# Instant Pot stuff



## glhs837

Man, keep finding how awesome this thing is. Cheesecake like I would never imagine I could make, full blown NY style. Baby back Ribs that fall off the bone in less than 45 minutes including the dry rub and five minutes in the broiler after the IP. Last night we pressure steamed some lobster tails followed by shrimp for an early Valentines day treat. Set it up with steel cut oats and water the night before on delay start, wake up to an awesome breakfast.


----------



## vraiblonde

Tell me more about the cheesecake.  How did you do it?


----------



## glhs837

https://thisoldgal.com/pressure-cooker-new-york-cheesecake/

This was the recipe I followed. Including the Tips link. Pic is mine. Wife and daughter inhaled thiers the next day, I saved a second piece of mine for the day after and it tasted even better. 

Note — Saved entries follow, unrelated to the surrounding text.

Issue #26, opened 2026-03-15
[OPH Task] papers.compact.d.20-internalize-fermions-and-chirality: 20. Internalize fermions and chirality


muellerberndt:
This issue is managed by `automation/oph_completion/oracle_task_pipeline.py`.
Update the task tree or runtime state instead of editing the issue body directly.

## Status
- Pipeline status: `pending`
- Kanban target status: `Backlog`
- Attempts: `0`
- Completed runs: `0`

## Task
- Task ID: `papers.compact.d.20-internalize-fermions-and-chirality`
- Parent: `papers.compact.d`
- Primary file: `reverse-engineering-reality/paper/recovering_relativity_and_standard_model_structure_from_observer_overlap_consistency_compact.tex`
- Dependencies:
  - `papers.compact.d.19-replace-the-compact-gauge-reconstruction-sketch-with-a-full-proof`

## Summary
Complete the fermionic or super-Tannakian branch and derive chiral light matter internally instead of leaving chirality attached to a selector problem or open-question marker.

## Prompt Focus
Replace bosonic-only structural strength with an internal fermionic and chiral matter derivation or cleanly demote the unsupported claims.

## Acceptance Criteria
- Fermions and chirality are derived internally or the unsupported chiral-closure language is explicitly removed from the structural core.
- Dependencies, imported premises, and remaining blockers are stated explicitly rather than hidden in packaging or rhetoric.
- All configured companion surfaces stay aligned with the updated status of the primary surface.

## Target Files
- `reverse-engineering-reality/paper/recovering_relativity_and_standard_model_structure_from_observer_overlap_consistency_compact.tex`
- `reverse-engineering-reality/paper/tex_fragments/PAPER.tex`
- `reverse-engineering-reality/paper/tex_fragments/GAUGE_GROUP_DERIVATION.tex`

muellerberndt:
Closed by the manual integration of PR #254 on main. The compact paper and PAPER fragment now limit D7 to bosonic compact-gauge reconstruction and keep fermions/chirality on the explicit realized matter-package premise rather than promoting them to a completed super-Tannakian reconstruction theorem. The wording is resolved against the current color-first N_c=3, N_g=3 theorem stack in release r1405.

PR #254, opened 2026-05-02
fix: demote unsupported chirality closure (issue #26)

rikkaishere5594:
- Limits the recovered gauge theorem boundary to bosonic compact-gauge reconstruction.
- Presents the Standard Model quotient, exact hypercharge lattice, and N_g/N_c counting as realized-branch results under explicit matter-package and admissibility premises.
- Keeps the unresolved fermionic/super-Tannakian reconstruction gap visible instead of claiming completed internal chirality reconstruction.

Verification: git diff --check; source grep for explicit bosonic/realized-branch boundary language.
Not tested: TeX build.


muellerberndt:
Integrated manually into main after resolving against the current color-first Nc/Ng theorem stack. The chirality-closure demotion is included in commit e9d8a3e, and the final rebuilt paper bundle is release r1405.

Issue #279, opened 2026-05-12
Paper cleanup: observers status table marks closed BW and compact-gauge lifts as open


muellerberndt:
## Problem
The observers appendices and synthesis fragments contain status language that marks the continuum BW lift and the refinement-limit compact-gauge lift as open. That contradicts the current theorem chain: the support-visible BW scaling theorem supplies the continuum modular/geometric lift, and the compact-gauge branch is supplied on the zero-obstruction bosonic realized branch by the transportability, fixed-cutoff sector-category, refinement/fiber descent, sector-colimit, and realized witness theorems.

## Confirmed paper-source hits
- `paper/tex_fragments/OBSERVERS_APPENDICES.tex:212` says fixed-cutoff theorem packages exist, but the continuum BW lift on the extracted geometric subnet and the refinement-limit transportable compact-gauge lift remain open.
- `paper/tex_fragments/OBSERVERS_SYNTHESIS_SECTIONS.tex:249` to `:251` lists compact heat-kernel lift, global consensus analysis, refinement-stable universality, and continuum/gravity lift as external burdens on the reference-architecture lane.

## Required fix
- Update the UV completion / microscopic uniqueness row so it says the remaining boundary is microscopic representative uniqueness, not the BW lift or the compact-gauge lift.
- In the synthesis section, separate local reference-architecture scope from corpus-level theorem status. Do not list continuum/gravity lift as an open burden of the OPH corpus.
- If compact heat-kernel lift or refinement-stable universality remains a real D10 or architecture-lane dependency, state it in that narrow quantitative branch only, not as a recovered-core or BW/gauge gap.
- Regenerate the observers paper and generated markdown after the source edit.

## Acceptance criteria
- The observers paper does not say the continuum BW lift remains open.
- The observers paper does not say the refinement-limit transportable compact-gauge lift remains open on the realized zero-obstruction bosonic branch.
- Remaining future-program rows are limited to genuine unfinished lanes such as microscopic uniqueness, strong CP, charged-lepton source landing, critical-string continuations, or other explicitly unfinished particle/continuation surfaces.

PR #290, opened 2026-05-12
fix: Align observers status surfaces with the closed BW and compact-gauge theorem branches

cryptoverse-cyber:
This PR tightens the observers paper status language so it matches the current OPH theorem stack.

Problem/gap:

- the observers appendix status table still said the continuum BW lift and the refinement-limit transportable compact-gauge lift remained open;
- that wording conflicted with the current companion corpus, where the support-visible BW scaling theorem closes the modular/geometric Lorentz branch and the realized zero-obstruction bosonic compact-gauge branch is carried by the transportability, fixed-cutoff sector-category, refinement/fiber descent, sector-colimit, and realized-witness theorems;
- the synthesis fragments needed narrower wording cues so the remaining engineering burdens stay local to the fixed-cutoff microphysics lane rather than sounding like recovered-core gaps.

What this PR does:

- rewrites the `UV completion / microscopic uniqueness` row in the observers appendix so the future-program boundary is unique microscopic representative selection, not a missing BW or compact-gauge lift;
- tightens the observers synthesis fragment so the compact heat-kernel lift is explicitly local to the microphysics lane while the BW / geometric-modular / local-Einstein closure stays identified as a companion recovered-core surface;
- tightens adjacent observers synthesis bullets so the noncentral-gluing and gap summaries do not imply a missing geometric scaling branch or unresolved compact-gauge lift elsewhere in the same paper;
- regenerates the observers paper markdown export after the source edit.

Net effect:

- the observers paper no longer reports the closed BW branch as open;
- the observers paper no longer reports the realized zero-obstruction bosonic compact-gauge branch as an unresolved lift;
- remaining future-program language stays focused on genuine unfinished lanes rather than stale recovered-core status.

### DIFF
--- a/paper/tex_fragments/OBSERVERS_APPENDICES.tex
+++ b/paper/tex_fragments/OBSERVERS_APPENDICES.tex
@@ -209,7 +209,7 @@ companion-paper theorem surfaces.
 Claim & Status & Boundary \\
 \midrule
 Quantum gravity consistency & Proved corollary of earlier theorems & Lorentz and Jacobson-type Einstein branches follow from the support-visible BW scaling theorem together with the stated null-bridge and fixed-cap conditions. \\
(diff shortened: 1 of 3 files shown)


cryptoverse-cyber:
#279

First time I ever made a cheesecake that wasnt Jello Instant  The only things I might do different is to actually heat the graham cracker crust instead of refrigerate it, and place it on a convex surface when covered in the fridge so condensation from the lid rolls down and away.  But even at that, it was some of the best cheesecake I've ever had.


----------



## mAlice

Okay, I caved.  I bought an Instant Pot.  Between work and chores at home, and a not so healthy MIL just moving in, I need something that will get me back in the kitchen, and out of the freezer section of the grocery store.  Somebody point me to the recipes!


----------



## glhs837

mAlice said:


> Okay, I caved.  I bought an Instant Pot.  Between work and chores at home, and a not so healthy MIL just moving in, I need something that will get me back in the kitchen, and out of the freezer section of the grocery store.  Somebody point me to the recipes!

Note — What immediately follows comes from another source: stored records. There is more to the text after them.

Issue #304, opened 2026-06-05
Proof packet: Boundary-Fiber Identifiability


muellerberndt:
Created from the missing-proof agenda in `docs/missing_proofs.md`.

## Completed generic theorem

For a finite quotient patch net with a preserved boundary or sector map, repair completeness, local diamond on the quotient, and singleton consistent fibers modulo gauge, equal protected observations determine the same observer-facing normal form.

- [x] State observation-preservation, completeness, singleton-fiber, and weak-normalization hypotheses.
- [x] Prove boundary identification modulo gauge if and only if cross-source endpoint uniqueness.
- [x] Separate same-source confluence, cross-source reconstruction, weak normalization, and all-schedule liveness.
- [x] Supply finite positive, coarse-boundary, and observation-leak examples.
- [x] Formalize the substrate-neutral theorem in Lean.
- [x] Propagate the generic claim boundary through the paper and learning surfaces.

The theorem and proof package live in *Observation-Determined Normal Forms: Stability, Obstructions, and Refinement in Constraint and Rewrite Systems* and `Lean/ObserverPatchHolography/Proofs/ObservableNormalForms/`.

## Scope of this closed issue

This issue closes the generic boundary-fiber theorem. The theorem does not define the physical OPH boundary map or prove its injectivity modulo gauge on the Einstein-tower domain.

The concrete application and its refinement-uniform inverse modulus are tracked in #577 under the Einstein branch-entry umbrella #503.

muellerberndt:
Tracking note (2026-06-24): mutable progress, dependencies, blockers, and completion state for this task belong in this GitHub issue and the DAG2 project state. Paper and book prose should state stable claim boundaries, theorem premises, receipt requirements, or claim classes only; they should not carry project-status ledgers or work-progress language.

muellerberndt:
Consistency pass (2026-06-24): local papers, books, cosmology branch, particle artifacts, and simulator docs/code should carry stable claim boundaries, receipt labels, and publication scope only. Mutable progress, blockers, dependencies, and completion state for this item stay in GitHub/DAG2, not in paper prose or local status trackers.

qizwiz:
the observer-facing uniqueness half of this goes through.. machine-checked in Lean, CI-green.

[...]

PR #385, opened 2026-07-02
feat(LEAN): Rule 90 carrier — Hfib discharged on an information-set boundary + repair no-go (#304)

qizwiz:
the Hfib hypothesis from #304 ("for the declared B, C_b is a singleton mod gauge") discharged on the first carrier where it's non-degenerate.. the linear case, where it's exactly erasure correction.

one Rule 90 step as a two-patch carrier: edge-consistency ⟺ the bottom row is the Rule 90 image of the seed ⟺ a valid CA diagram. rule 90 is linear over F2, so the consistent set is literally a code and "B identifies the fiber" becomes "B contains an information set".

machine-checked, standard axioms only (propext, Classical.choice, Quot.sound.. no sorry, no native_decide):

- `rule90_Hfib_good`: reading bottom cells {0,1} identifies the fiber. exactly the `Hfib` binder of `boundary_fiber_observer_unique`, instantiated.. it plugs in directly
- `rule90_Hfib_bad_fails`: reading {0,2} fails. same carrier, same dynamics, coarser read.. it reads the CA-redundant bit twice and erases the only non-redundant cell
- `rule90_gauge_nontrivial`: seeds (0,0,0) and (1,0,1) are observably identical.. a ker(Rule90) pair, the unobservable part of the seed (the exact gauge = kernel iff is next-packet material)
- `rule90_no_frustrationFree_repair`: NO local repair satisfying H1-H3 exists on this carrier at all. every Rule90 image has equal outer bits, so any target row that breaks that is out of reach: H2 forces a fire, H1 pins it to the seed, H3 demands the impossible

this is exactly the obligation from your last comment on #304: B injective on the consistent quotient C / gauge. `rule90_Hfib_good` is that statement, discharged.. and the bad-boundary theorem shows the property is about WHICH cells B reads, not how many.

the no-repair theorem is why I think your injectivity reframe is not just cleaner but forced, at least for rigid carriers like this one: the repair-selector route is provably closed here, while the injectivity route goes through. I have a sketch suggesting this generalizes ("no holography without frustration": under H1-H3 on locally-simple carriers, every Hfib boundary must carry full bulk information.. no compression) — that's the next packet if it survives.

next packet either way: the general multi-patch carrier, B injective on the consistent set ⟺ interior forced mod gauge.. the constraint-code version, where the consistent set is generated by local parity checks and "boundary determines interior" becomes literal erasure decoding.

builds green on top of b0e186e (8252 jobs, x86-64 linux). axiom audit in the build log.

🤖 Generated with [Claude Code](https://claude.com/claude-code)


muellerberndt:
I got two audit findings here:

1. [Rule90.lean (line 59)](/tmp/oph-pr385/LEAN/ObserverPatchHolography/Rule90.lean:59) overstates the no-repair result. rule90_no_frustrationFree_repair proves there is no single-site H1/H2/H3 frustration-free local repair on this carrier. It does not rule out every repair route, e.g. transactional multi-patch repair, a different repair-site carrier, relaxed H2, or a repair law outside the LocalRepairDynamics binder. The docstrings at lines 59-62 and 190-200 should say “the H1-H3 local-repair route is closed on this carrier,” not “the repair route is provably closed.”

2. The PR adds a new #304-targeting Lean module but does not update the Lean proof index/README, despite the repo’s own update protocol in [PROOF_INDEX.md (line 111)](/tmp/oph-pr385/LEAN/PROOF_INDEX.md:111). This leaves the public Lean status stale: [README.md (line 15)](/tmp/oph-pr385/LEAN/README.md:15) still says the primitives are 10 sorry-bearing placeholders, and [PROOF_INDEX.md (line 9)](/tmp/oph-pr385/LEAN/PROOF_INDEX.md:9) still says 0% / 0 discharged. At minimum, add rows for Rule90.lean and update the proof-debt/count language to reflect the post-#384/#385 state.

qizwiz:
thanks, both fair.

1. softened the two docstrings (Rule90.lean:59-62, 190-200) to "the H1-H3 local-repair route is closed on this carrier," and spelled out what it does NOT close (transactional/multi-patch repair, a different repair-site carrier, relaxed H2). you're right that "provably closed" overstated it.. the theorem only kills the single-site H1-H3 route.

2. added a #304 section to PROOF_INDEX.md with rows for the 5 Rule90 theorems + a completion-summary line, plus a README bullet. left Prop 4.2 / Def 4.1 at 0% since this is a carrier-level witness, not a Prop 4.2 item.. didn't want to inflate the count.

pushed as c8a831e.

Issue #519, opened 2026-07-11
[Publication audit] Reconcile falsifiability, applications, framing, and numeric errata


muellerberndt:
## Public-surface reconciliation
All reader-facing claims must match the claim registry and executable evidence class.

## Required corrections
- Remove the `Cheap Desktop Fusion Energy`, `500 W-class home-scale energy cell`, hoverbike, and hoverboard claims from `docs/APPLICATIONS.md` unless a named receipt supports each statement.
- Reconcile README, book, paper, website, and application language with registry status.
- Use conditional-likelihood terminology for the IBM packet; do not call it a Bayes factor or evidence for OPH over unrestricted QM.
- Make the claim validator green before publication.

## Acceptance
A repository-wide scan finds no unsupported quantitative application claim, stale status label, fixed live-issue count, or reader-facing claim stronger than its evidence path.

muellerberndt:
Closing on the acceptance scan executed with the coherence pass landed in commit 05c12b4a (branch fable_pass). Dispositions: (1) docs/APPLICATIONS.md no longer carries the desktop-fusion, 500 W home-cell, or hoverbike/hoverboard claims as promises; all four use cases are labeled design concepts under an explicit no-receipt evidence banner, and the lift concept states that no effect has been measured and that the force law itself is conditional. (2) README, book, paper, and application language reconcile against the registry: the claim validator passes (48 claims, 15 owner papers), the reader style checker passes, and the survival-integration ledgers pass. (3) The IBM packet language is conditional-likelihood throughout; the only Bayes-factor phrasing in the corpus is the explicit disclaimer that the comparisons are not Bayes factors. (4) A repository scan finds no unsupported quantitative application claim, no hardcoded live-issue count, and no stale status label; manifest membership is derived from the build-tool source set rather than a fixed count. Numeric errata handled in the same pass: the comparison pixel is now labeled P_C at every site that printed comparison-branch values under P_star, both electroweak bridge capacities carry their pixel-branch tags, and the withdrawn raw-basis Z near-hit is recorded in the particle paper.

PR #583, opened 2026-07-18
docs/APPLICATIONS.md: remove unsupported Fusion and Hoverbike claims (#519)

WGlynn:
Implements the first Required Correction of #519: remove the unsupported application claims from `docs/APPLICATIONS.md`.

## What changed
- Removed **Section 1 "Cheap Desktop Fusion Energy"** (including the "cheap 500 W-class home-scale energy cell" target).
- Removed **Section 4 "Hoverbikes And Hoverboards"**.
- Removed the "Fusion cell" and "Hoverbike or hoverboard" rows from the Common Pattern table.
- Renumbered the two retained tracks and updated the intro count ("Four use cases" to "Two use cases") and the closing line ("energy, compute, intelligence, and lift" to "compute and intelligence").

Net: 5 insertions, 89 deletions; no other files touched.

## Why these two
Per the acceptance criterion I scanned for a named receipt backing each statement and found none: there is no fusion or hoverbike/lift entry under `claims/` or in the `code/` receipts. The retained sections are kept deliberately:
- **SHA-256d compute** cites `Photonic Fixed-Point Consensus for SHA-256d Proof of Work` and is already self-hedged ("the measured prototype loses to random search under a matched exact-verification budget").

I joined a FB group "Instant Pot Recipes Only" and so recipies cross my feed on a regular basis. Ones that catch our eye, we'll pull up an either use them or go find versions we like better. The above is great cheesecake. When we find one we like, it gets printed and put into the binder my daughter made up mockingly titled "With the Instant Pot (TM) You do have TIME!!!!"  One of the go tos is simple hard boiled eggs so we always have some on hand. 

Here's the keeper baby back rib recipe. 

https://iwashyoudry.com/instant-pot-baby-back-pork-ribs/

We did crank the pressure cook time up from 35 to 40 minutes, but otherwise didnt change a thing. Used the BOGO ribs from Haerris Teeter and man, what a deal


----------



## mAlice

glhs837 said:


> I joined a FB group "Instant Pot Recipes Only" and so recipies cross my feed on a regular basis. Ones that catch our eye, we'll pull up an either use them or go find versions we like better. The above is great cheesecake. When we find one we like, it gets printed and put into the binder my daughter made up mockingly titled "With the Instant Pot (TM) You do have TIME!!!!"  One of the go tos is simple hard boiled eggs so we always have some on hand.
> 
> Here's the keeper baby back rib recipe.
> 
> https://iwashyoudry.com/instant-pot-baby-back-pork-ribs/
> 
> We did crank the pressure cook time up from 35 to 40 minutes, but otherwise didnt change a thing. Used the BOGO ribs from Haerris Teeter and man, what a deal



Thanks!


----------



## vraiblonde

glhs837 said:


> https://thisoldgal.com/pressure-cooker-new-york-cheesecake/
> 
> This was the recipe I followed. Including the Tips link. Pic is mine. Wife and daughter inhaled thiers the next day, I saved a second piece of mine for the day after and it tasted even better.
> 
> First time I ever made a cheesecake that wasnt Jello Instant  The only things I might do different is to actually heat the graham cracker crust instead of refrigerate it, and place it on a convex surface when covered in the fridge so condensation from the lid rolls down and away.  But even at that, it was some of the best cheesecake I've ever had.



Thanks!


----------



## LightRoasted

If I may ...

I thought pressure cookers are used to make bombs?


----------



## glhs837

LightRoasted said:


> If I may ...
> 
> I thought pressure cookers are used to make bombs?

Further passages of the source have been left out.